To give a few specific examples of ways in which publishers in both developed, and developing countries are working, either alone or with others to improve the equity of access to information resources, one can cite initiatives such as:

  • The African Virtual University (http://avu.worldbank.org/part2.cfm). This is an interactive-instructional telecommunications network, funded by the World Bank, designed to enable use of modern information technology to increase access to educational resources throughout Sub-Saharan Africa.
  • In Brazil, publishers of 29 scholarly journals have made the full-text of their journals available through the Scientific Electronic Library Online known as ScieELO http://www.scielo.br).
  • Full-text Science Journals on the Net (http://libs.uga.edu/science/fullalph.html), maintained by the University of Georgia Science Library, includes links to over 4,000 full-text journals on the Internet, or those with at least some full-text articles, which are accessible at no cost.
  • The Bridge to Asia Foundation (http://www.bridge.org) which has organised donations of more than 1.5 million books and other materials from publishers and wholesalers to recipients in China, and more than 1 million to other countries in South-east Asia, such as Cambodia and Vietnam.
  • Sociological Research Online, funded by the eLib programme in the UK and published by the University of Surrey, which provides free subscriptions to countries whose GDP falls below a certain threshold.
  • The Electronic Publishing Trust for Development (http://med-ed-online.org) which has facilitated the electronic publication of some 15 peer-reviewed journals published in Brazil, Cuba, India, Indonesia, Uganda and Zimbabwe.

There are many other examples, but perhaps the best place to go for more information about ways in which publishers are working to improve the equity of access to information resources, is to visit the Web site of the International Network for the Availability of Scientific Publications (INASP) at http://www.inasp.org.uk

INASP is a co-operative network of partners aiming to improve world-wide access to information.
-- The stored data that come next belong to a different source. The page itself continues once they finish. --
PR #6865, opened 2024-12-25
[TEST] Set `kyuubi.zookeeper.embedded.client.port.address` to `localhost` for testing

turboFei:
### Why are the changes needed?

Similar with `kyuubi.frontend.bind.host`, it is better to set `kyuubi.zookeeper.embedded.client.port.address` to `localhost` for testing as well.

### How was this patch tested?

GA.

### Was this patch authored or co-authored using generative AI tooling?

No.

PR #6870, opened 2024-12-26
Add more metrics for grafana dashboard

turboFei:

Add more metrics for monitoring.

1. Overall
image2. Connection(repeat for connectionType - `thrift_binary_connection,rest_connection,thrift_http_connection,metadata_request`)
For example:
image
image

image

3. Operation(repeat for operationType - `ExecuteStatement,BatchJobSubmission,LaunchEngine`)

image
image

4. Extra
image

5. Move the JVM statistics down.

No.


pan3793:
Thanks for making this change, I apply it in Grafana v9.0.8 and it works well.

One suggestion, can we use apply `increase` for `MetadataRequest` panel?
image

pan3793:
btw, I think we should keep the 1m trend interval, "x times per minute" is a very common concept

pan3793:
test failure looks related to #6865

pan3793:
Some JVM panels seem does not work for Java17, which can be fixed later independently.

turboFei:
> Some JVM panels seem does not work for Java17, which can be fixed later independently.

image




> btw, I think we should keep the 1m trend interval, "x times per minute" is a very common concept

Ok

turboFei:
Also add total connections in the overview.
image


@pan3793 It should be almost done.

I will add the `keystore expiration` pannel in next PR.

turboFei:
GC Count for increase instead of total

image

turboFei:
Added keystore expiration:
image

turboFei:
If you select  `ALL` for the `connType` or `opType, it will repeat the rows.
image

pan3793 (approved):
Verified locally, thanks!

pan3793:
Merged to master

Issue #6843, opened 2024-12-09
[Bug] “query-timeout-thread“  thread leak 


ASiegeLion:
### Code of Conduct

- [X] I agree to follow this project's [Code of Conduct](https://www.apache.org/foundation/policies/conduct)

### Search before asking

- [X] I have searched in the [issues](https://github.com/apache/kyuubi/issues?q=is%3Aissue) and found no similar issues.

### Describe the bug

In particular, its mission is to improve the flow of information within and between countries, especially those with less well developed systems of publication and dissemination.
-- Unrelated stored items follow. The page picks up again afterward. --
PR #6883, opened 2025-01-09
Using withOauthTokenProvider instead of withOauthToken to support token refresh 

turboFei:

Address comments: https://github.com/apache/kyuubi/discussions/6877#discussioncomment-11743818

> I guess this is a Kyuubi implementation issue, we just read the content from the kyuubi.kubernetes.authenticate.oauthTokenFile and call ConfigBuilder.withOauthToken, I guess this approach does not support token refresh...

Existing GA.

No.

### DIFF
--- a/kyuubi-server/src/main/scala/org/apache/kyuubi/util/KubernetesUtils.scala
+++ b/kyuubi-server/src/main/scala/org/apache/kyuubi/util/KubernetesUtils.scala
@@ -78,6 +78,8 @@ object KubernetesUtils extends Logging {
       .withOption(oauthTokenValue) { (token, configBuilder) =>
         configBuilder.withOauthToken(token)
       }.withOption(oauthTokenFile) { (file, configBuilder) =>
+        // Prior to Kubernetes 1.24, the default token never expired.
+        // In newer versions, it expires after 1 hour by defaults.
         configBuilder.withOauthTokenProvider(new OAuthTokenProvider {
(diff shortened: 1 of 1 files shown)


kyuubi-server/src/main/scala/org/apache/kyuubi/util/KubernetesUtils.scala
```diff
@@ -78,7 +78,9 @@ object KubernetesUtils extends Logging {
       .withOption(oauthTokenValue) { (token, configBuilder) =>
         configBuilder.withOauthToken(token)
       }.withOption(oauthTokenFile) { (file, configBuilder) =>
-        configBuilder.withOauthToken(Files.asCharSource(file, Charsets.UTF_8).read())
+        configBuilder.withOauthTokenProvider(new OAuthTokenProvider {
```
pan3793, line 81: seems before k8s 1.24, the default token has no expiration time, but the newer version is 1h, let's leave some comments here, including links about K8s behavior change

turboFei: done

pan3793 (approved):

pan3793:
thanks, merged to master/1.10.2/1.9.4

turboFei:
1.9.4 has not been released.

pan3793:
@venkatmedida Unfortunately, there is no released version that ships this change, maybe it's time to have a discussion for the next release ...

Among its many activities INASP supports Internet Travelling Workshops in developing countries; it publishes Africa Journals Online, and it provides links on its Web site giving quick-access guides to selected Web sites and Internet resources which will be of special interest to the library and information science community, and to scientists and publishers in developing countries.

While quite a lot is being done by the publishing community, there is still much more that needs to be done if developing countries are to be able to compete in the increasingly globalised, knowledge-based economies of the 21st Century.
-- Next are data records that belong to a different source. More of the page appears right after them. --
PR #6891, opened 2025-01-15
Fix get existing gauge issue

turboFei:

For the `com.codahale.metrics.MetricRegistry::gauge`.
It `getOrAdd` the gauge with name.
```
    public <T extends Gauge> T gauge(String name) {
        return (Gauge)this.getOrAdd(name, MetricRegistry.MetricBuilder.GAUGES);
    }
```

So we have to get all the gauges to check whether the gauge exists.

UT.

No.

### DIFF
--- a/kyuubi-metrics/src/main/scala/org/apache/kyuubi/metrics/MetricsSystem.scala
+++ b/kyuubi-metrics/src/main/scala/org/apache/kyuubi/metrics/MetricsSystem.scala
@@ -20,6 +20,8 @@ package org.apache.kyuubi.metrics
 import java.lang.management.ManagementFactory
 import java.util.concurrent.TimeUnit
 
+import scala.collection.JavaConverters._
+
 import com.codahale.metrics.{Gauge, MetricRegistry, Snapshot}
 import com.codahale.metrics.jvm._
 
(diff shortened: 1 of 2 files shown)


kyuubi-metrics/src/main/scala/org/apache/kyuubi/metrics/MetricsSystem.scala
```diff
@@ -58,8 +60,8 @@ class MetricsSystem extends CompositeService("MetricsSystem") {
     meter.mark(value)
   }
 
-  def getGauge[T](name: String): Option[Gauge[T]] = {
-    Option(registry.gauge(name))
+  def getGauge(name: String): Option[Gauge[_]] = {
+    registry.getGauges((metricsName, _) => { metricsName == name }).asScala.map(_._2).headOption
```
pan3793, line 64: semantic is correct, but performance is poor, is it possible to have an O(1) approach? if impossible and perf is acceptable, please leave a brief comment to explain that.

pan3793:
this looks like an independent issue, though it affects #6866, please update the title with a new ticket id or leave it to let the merge script to assign automatically.

turboFei:
> this looks like an independent issue, though it affects #6866, please update the title with a new ticket id or leave it to let the merge script to assign automatically.

done

turboFei:
thanks, merged to master and 1.10.2

PR #6893, opened 2025-01-16
Upgrading commons-collections to commons-collections4

avishnus:
commons-collections has reached EOL. Need to migrate to commons-collections4

No


pan3793:
This won't work.

Kyuubi itself does not use `commons-collections` but the supported engines like Hive do.

pan3793:
close as purposed change is invalid

PR #6899, opened 2025-01-21
Update sqlalchemy_presto.py add try_cast

pinohans:
Update sqlalchemy_presto.py add try_cast

New API.
When users encounter dirty data when using `CAST`, `TRY_CAST` becomes more useful.

Local test with sqlalchemy.

No


pan3793 (changes requested):
Changes without reasonable "Why" won't be considered.

Issue #6901, opened 2025-01-24
[Bug] [authz] Default policy not defined


developster:
### Code of Conduct

- [x] I agree to follow this project's [Code of Conduct](https://www.apache.org/foundation/policies/conduct)

### Search before asking

- [x] I have searched in the [issues](https://github.com/apache/kyuubi/issues?q=is%3Aissue) and found no similar issues.

### Describe the bug

When Apache Ranger cannot be reached and the policy cache is empty no policy is enforced and everything is permitted.

### Affects Version(s)

v1.10.1

### Kyuubi Server Log Output

```logtalk

```

### Kyuubi Engine Log Output

```logtalk

```

### Kyuubi Server Configurations

```yaml

```

### Kyuubi Engine Configurations

```yaml

```

### Are you willing to submit PR?

- [x] Yes. I would be willing to submit a PR with guidance from the Kyuubi community to fix.
- [ ] No. I cannot submit a PR at this time.

PR #6902, opened 2025-01-24
[KYUUBI #6901] Default policy for spark

developster:
Added a service definition for spark which in turn enables the creation of a default policy for the spark service.
Default policy will block access until another policy is downloaded from Apache Ranger.

Tested manually.
Configure Kyuubi Authz plugin. Do not start Apache Ranger, it must not be reachable.
Make sure that policy cache is empty.
Start Kyuubi engine and try to query any tables. The default policy should not allow any access.
Previously the access was not restricted because there wasn't a default policy defined.

No.

### DIFF
--- a/extensions/spark/kyuubi-spark-authz/src/main/resources/service-defs/ranger-servicedef-spark.json
+++ b/extensions/spark/kyuubi-spark-authz/src/main/resources/service-defs/ranger-servicedef-spark.json
@@ -1,0 +1,464 @@
+{
+	"id":3,
+	"name": "hive",
+	"displayName": "Hadoop SQL",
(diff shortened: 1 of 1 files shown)


extensions/spark/kyuubi-spark-authz/src/main/resources/service-defs/ranger-servicedef-spark.json
```diff
@@ -0,0 +1,464 @@
+{
+	"id":3,
+	"name": "hive",
```
yaooqinn, line 3: Would it conflict with the hive def?

yaooqinn (approved):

Thirty years ago, knowledge doubled every 14 years; it is now doubling every 7 years. Not only is the speed of discovery increasing, but the rate at which knowledge is applied has become more rapid thanks to the Internet and other modern forms of communication.

For developing countries to be able to access global networks and tap into global sources of knowledge, they have to be provided with the technical resources to make this possible. The same is true if they are to engage in two-way communication with the developed world, and avoid the Web-based cultural imperialism that could result if their people are not educated and trained to use this new technology. The Web offers a new way of pooling scarce resources but it is dependent on infrastructure strengths to make it available to the developing world.

Unfortunately for all publishers, whether in the developed or in the developing world, the solution to such problems is outside their control. For their part, publishers will do their best to meet perceived information needs, wherever they are. The hope is that for some countries, where the real need is for penicillin rather Pentiums, the governments of the developed world will do their best to improve not only the equity of access to information, but also the equity of access to basic healthcare, education and employment.